■ Required action: From the entries below, count the lines with "Switch". Write only the count.

■ Dataset entries:
PR #3864, opened 2023-07-27
feat: add delete item and name fields for novu providers

davidsoderberg:
Change to the normal update header for provider and add name + identifier fields.

Screenshot 2023-07-27 at 07 51 35

### DIFF
--- a/apps/web/src/pages/integrations/components/UpdateIntegrationCommonFields.tsx
+++ b/apps/web/src/pages/integrations/components/UpdateIntegrationCommonFields.tsx
@@ -5,6 +5,7 @@ import { useClipboard } from '@mantine/hooks';
 import { Input, Switch } from '../../../design-system';
 import { Check, Copy } from '../../../design-system/icons';
 import type { IIntegratedProvider } from '../types';
+import { When } from '../../../components/utils/When';
 
 const CopyWrapper = styled.div`
   cursor: pointer;
@@ -13,7 +14,13 @@ const CopyWrapper = styled.div`
   }
 `;
 
-export const UpdateIntegrationCommonFields = ({ provider }: { provider: IIntegratedProvider | null }) => {
+export const UpdateIntegrationCommonFields = ({
+  provider,
+  showActive = true,
+}: {
+  provider: IIntegratedProvider | null;
+  showActive?: boolean;
+}) => {
   const {
     control,
     formState: { errors },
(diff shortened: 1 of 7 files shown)


apps/web/src/pages/integrations/components/UpdateIntegrationCommonFields.tsx
```diff
@@ -24,19 +31,21 @@ export const UpdateIntegrationCommonFields = ({ provider }: { provider: IIntegra
...
-        render={({ field }) => (
-          <Switch
-            checked={field.value}
-            label={field.value ? 'Active' : 'Disabled'}
-            data-test-id="is_active_id"
-            {...field}
-          />
-        )}
-      />
+      <When truthy={showActive}>
```
davidsoderberg, line 34: Add this because we should not allow user to activate and deactivate a novu provider

apps/web/src/pages/integrations/components/UpdateIntegrationSidebarHeader.tsx
```diff
@@ -15,9 +15,11 @@ import { ProviderInfo } from './multi-provider/ProviderInfo';
 export const UpdateIntegrationSidebarHeader = ({
   provider,
   onSuccessDelete,
+  children = null,
 }: {
   provider: IIntegratedProvider | null;
   onSuccessDelete: () => void;
+  children?: ReactNode | null;
```
davidsoderberg, line 22: To be able to show the Free tag for Novu provider

apps/web/src/pages/integrations/components/multi-provider/UpdateProviderSidebar.tsx
```diff
@@ -159,23 +157,38 @@ export function UpdateProviderSidebar({
...
-            <Free>🎉 Free</Free>
-          </Group>
-        }
-        data-test-id="update-provider-sidebar-novu"
-      >
-        <ProviderInfo provider={selectedProvider} environments={environments} />
-
-        <NovuProviderSidebarContent provider={selectedProvider} />
-      </Sidebar>
+      <FormProvider {...methods}>
```
davidsoderberg, line 160: I keept adding stuff up here because I did not like to make the part lower down even more complex.

apps/web/src/pages/integrations/components/multi-provider/UpdateProviderSidebar.tsx
```diff
@@ -184,15 +197,15 @@ export function UpdateProviderSidebar({
       <Sidebar
         isOpened={isSidebarOpened}
         isLoading={areProvidersLoading || areEnvironmentsLoading}
-        isExpanded={sidebarState === 'expanded'}
+        isExpanded={sidebarState === SidebarStateEnum.EXPANDED}
```
davidsoderberg, line 200: And some small refactoring

apps/web/src/pages/integrations/components/UpdateIntegrationCommonFields.tsx
djabarovgeorge: I guess it is by design, but i am not sure it is the best way going forward, for a couple of reasons:
* there could be a case where the user won't want to use `Novu provider` due user's internal business interests (the easy way to handle it is to deactivate it).
* especially in the integration conditions that we will add there could be a case where the user won't want to have Novu as an optional provider as a backoff opportunity (the easy way to handle it is to deactivate it).
* use a specific provider (and not Novu's) even if it is failing.
* still having if statements in the code related to the Novu provider. 😅

davidsoderberg: We only allow using the Novu provider if they do not have any other provider for the same channel so this should not be a case.

djabarovgeorge: Actually, this is the problem i had in my mind but it is the current behavior and not part of this scope, them never mind for not :)

djabarovgeorge (approved):
Looks good to me :)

■ Completed exercise: 2